Kevers behoorden tot de vroegste prehistorische bestuivers. Ze begonnen ongeveer 150 miljoen jaar geleden met het bezoeken van bloeiende planten, zo'n 50 miljoen jaar eerder dan bijen. Kevers blijven bloemen vandaag bestuiven.

Fossiel bewijs suggereert dat kevers voor het eerst bestoven oude bloemen, cycaden. Moderne kevers lijken de voorkeur te geven aan het bestuiven van de nazaten van die oude bloemen, voornamelijk magnolia's en waterlelies. De wetenschappelijke term voor bestuiving door kever staat bekend als cantharophily.

Hoewel er niet veel planten zijn die voornamelijk door kevers worden bestoven, zijn de bloemen die er wel van afhankelijk zijn, vaak geurend. Ze verspreiden kruidige, gefermenteerde geuren of rottingsgeuren die kevers aantrekken.

De meeste kevers die bloemen bezoeken, drinken geen nectar. Kevers kauwen en consumeren vaak delen van de plant die ze bestuiven en laten hun uitwerpselen achter. Om deze reden worden kevers puin- en bodembestuivers genoemd.
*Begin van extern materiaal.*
PR #1456, opened 2019-01-31
Update json.js

dylanzhang123456:
when response is a text message, this code will cause defect,error message will be like:
{ SyntaxError: Unexpected token h in JSON at position 0
...
..
}

please help review,Thanks.


niftylettuce:
Could you please update your pull request based of latest `master` branch?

Kevers waarvan wordt aangenomen dat ze bestuivingsdiensten leveren, zijn leden van vele families: soldatenkevers, juweelkevers, blisterkevers, langhoornige kevers, geruite kevers, tuimelende bloemkevers, zachtvleugelige bloemkevers, mestkevers, sapkevers, valse blaarkevers en rove kevers.

Yong, Ed. 'Orchidee lokt in bestuivende wespen met de belofte van vers vlees.' Ontdek Magazine, 12 mei 2008.